» Activity
Each line in the records that mentions the word "fincs" needs to be listed.

==== Material shown ====

PR #34, opened 2018-01-22
Make the bsd service work properly

TuxSH:
This fixes the initalization of the BSD service(s). Without this commit, the bsd services wouldn't send or receive more than 1 byte/s using TCP, as it was issuing ZeroWindow (unbuffered) packets, symptom of a lack of memory.

The following helper functions have been added:

* ~~`bsdGetTransferMemSizeForConfig`, returning the minimal size needed for the transfer memory to be passed to `bsdInitalize` (using any size less than that will cause the abovementionned issue)~~
* `bsdGetDefaultConfig`, returning a reasonable default configuration for the developer to use
* `bsdInitalizeDefault`

The `bsd` service code now manages the transfer memory itself.
`bsdExit` has been added.

Some const-correctness issues have also been made.

### DIFF
--- a/nx/source/services/bsd.c
+++ b/nx/source/services/bsd.c
@@ -7,13 +7,17 @@
 #include <switch/kernel/shmem.h>
 #include <switch/kernel/rwlock.h>
 
+#define EPIPE 32
+
 static Service g_bsdSrv;
 static Service g_bsdMonitor;
 static u64 g_bsdClientPid = -1;
 static int g_Errno = 0;
 
+static TransferMemory g_bsdTmem;
+
 static const BsdConfig g_defaultBsdConfig = {
-    .version = 2,
+    .version = 1,
 
     .tcp_tx_buf_size        = 0x8000,
     .tcp_rx_buf_size        = 0x10000,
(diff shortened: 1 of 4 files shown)


nx/source/services/bsd.c
```diff
@@ -12,9 +12,23 @@ static Service g_bsdMonitor;
 static u64 g_bsdClientPid = -1;
 static int g_Errno = 0;
 
+static const BsdConfig g_defaultBsdConfig = {
+    .version = 2,
```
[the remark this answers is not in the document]
TuxSH: Seems unchecked by the BSD services, but when I tested 1 works as well, yeah.
Should use 1 indeed.

nx/source/services/bsd.c
```diff
@@ -92,7 +104,11 @@ static Result _bsdStartMonitor(Service* srv, u64 pid) {
     return rc;
 }
 
-Result bsdInitialize(TransferMemory* tmem) {
+const BsdConfig *bsdGetDefaultConfig(void) {
+    return &g_defaultBsdConfig;
+}
+
+Result bsdInitialize(TransferMemory* tmem, const BsdConfig *config) {
```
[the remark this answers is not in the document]
TuxSH: Was already like that -- will make the appropriate changes if you want me to. Seems cleaner indeed.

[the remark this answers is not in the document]
plutooo: Yeah it was a mistake with the original code

nx/source/services/bsd.c
```diff
@@ -92,30 +121,54 @@ static Result _bsdStartMonitor(Service* srv, u64 pid) {
...
+    rc = _bsdRegisterClient(&g_bsdSrv, &g_bsdTmem, config, &g_bsdClientPid);
+    if(R_FAILED(rc)) goto error;
 
+    rc = _bsdStartMonitor(&g_bsdMonitor, g_bsdClientPid);
+    if(R_FAILED(rc)) goto error;
+
+    return rc;
+
+error:
+    if(serviceIsActive(&g_bsdMonitor))
```
plutooo: serviceClose() was designed so that you don't need to check if it's active

nx/source/services/bsd.c
```diff
@@ -92,30 +121,54 @@ static Result _bsdStartMonitor(Service* srv, u64 pid) {
...
+        serviceClose(&g_bsdMonitor);
+    if(serviceIsActive(&g_bsdSrv))
+        serviceClose(&g_bsdSrv);
+    if(&g_bsdTmem.src_addr != NULL)
+        tmemClose(&g_bsdTmem);
```
plutooo: ditto with tmemClose()

nx/source/services/bsd.c
TuxSH: Agree

nx/source/services/bsd.c
TuxSH: I don't agree, INVALID_HANDLE is -1 and not 0 (and g_bsdTmem->handle == 0 if it has never been initialized)

plutooo: Yeah -- it's a bug in tmem

PR #39, opened 2018-01-30
Restore initial sp on application exit

TuxSH:
Note: untested.

### DIFF
--- a/nx/source/runtime/switch_crt0.s
+++ b/nx/source/runtime/switch_crt0.s
@@ -33,6 +33,11 @@ bss_loop:
     subs x1, x1, #8
     bne  bss_loop
 
+    // store stack pointer
+    mov  x1, sp
+    adrp x0, __stack_top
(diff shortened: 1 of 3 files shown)


nx/source/runtime/switch_crt0.s
```diff
@@ -33,6 +33,11 @@ bss_loop:
     subs x1, x1, #8
     bne  bss_loop
 
+    // store stack pointer
+    mov  x1, sp
+    adrp x0, __stack_top
+    str  x1, [x0, #:lo12:__stack_top]
```
plutooo: Does the str instruction support up to 12-bit offsets?

fincs: This is the standard code sequence for PC relative loads/stores. It should be fine.

plutooo: Looks like the instruction encoding has a 9-bit immediate offset, this is not enough to cover it.

PR #41, opened 2018-01-31
Optimize for Cortex-A57.

profi200:


fincs:
If this gets merged: switch-examples need makefiles updated too.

====

» Solution
fincs: This is the standard code sequence for PC relative loads/stores. It should be fine.
fincs:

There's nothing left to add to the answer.